Kultur und Wein

das beschauliche Magazin


Margot Pilz, Göttin schuf Eva, 2001/2025

Margot Pilz, Göttin schuf Eva, 2001/2025

DU SOLLST DIR EIN BILD MACHEN Das neue Verhältnis von Kunst & Kirche

Deborah Sengl, Von Schafen und Wölfen, 2008, Courtesy of Georg Thaler

Deborah Sengl, Von Schafen und Wölfen, 2008

Ist kritische moderne Kunst mit religiösen Themen eine Provokation oder nicht doch eine alternative Gottsuche?

Der aus Südtirol stammende Günther Oberhollenzer ist nach eigener Aussage in einem katholisch geprägten Umfeld aufgewachsen und wurde bestimmt auch davon in gewisser Weise geprägt. Als künstlerischer Leiter im Künstlerhaus war es ihm ein tiefes Anliegen, das Spannungsfeld zwischen Kunst und Religion offenzulegen. Über die längste Zeit war vor allem die katholische Kirche einer der größten, wenn nicht der bedeutendste Mäzen für Maler, Bildhauer und Architekten. Die Kunst hat sich jedoch in den letzten hundert Jahren von ihrem Förderer emanzipiert. Themen, die bis dahin einem strengen katechistischen Kanon unterworfen waren, wurden mit eigenen Ideen und Empfindungen besetzt. Die daraus erwachsende Konfrontation bleibt jedoch nicht konfliktfrei. Ein Skandal wie der gekreuzigte Frosch von Martin Kippenberger 2008 im damals neuen Museum Kunst Meran schlug Wellen bis Rom und führte zur Entlassung des Direktors. Ergänzend zu derlei Irritationen kamen die von der Amtskirche vernachlässigten Frauen, die mit starken Statements auf sich aufmerksam machten. Selbstbewusst entzogen sie dem im Christentum verehrten höchsten Wesen die Männlichkeit., beispielsweise mit dem feministischen Empfang „GRÜSS GÖTTIN“ von Ursula Beiler.

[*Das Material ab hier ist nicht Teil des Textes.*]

PR #290, opened 2020-07-25
Allow adding extra tags into span

qlonik:
This allows addition of extra tags to span.

I'm uncertain about current implementation. Currently, the code first adds tags into span and then executes the target effect:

Du sollst dir ein Bild machen, Ausstellungsansicht

o.: Du sollst dir ein Bild machen, Ausstellungsansicht

r.: Johannes Rass, These Viennese Saints, 2021/2025 © Johannes Rass/Bildrecht Wien 2025 Foto: Jolly Schwarz

Johannes Rass, These Viennese Saints, 2021/2025

Im Deuteronomium, dem fünften Buch Moses, findet sich, je nach Übersetzung, die biblische Vorschrift „Du sollst dir kein Bild machen...“; ein Satz, der folgenschwere Missverständnisse birgt. Von fanatischen Ikonklasten wurden im Lauf der Kirchengeschichte immer wieder Kunstwerke brutal zerstört und Bilderverbote verhängt. Deshalb ist der Titel der Ausstellung im Künstlerhaus als Antwort darauf zu verstehen. Bis 8. Februar 2026 regen Werke zeitgenössischer Kunst unter dem Motto „Du sollst dir ein Bild machen“ zur Diskussion an, wie weit die Kreativität religiöse Gefühle verletzen darf oder ob vordergründig erscheinende Blasphemie eines aus Latex Noppen bestehenden „Zärtlichen Christus“ von Renate Bertlmann nicht doch Ausdruck alternativer Frömmigkeit ist.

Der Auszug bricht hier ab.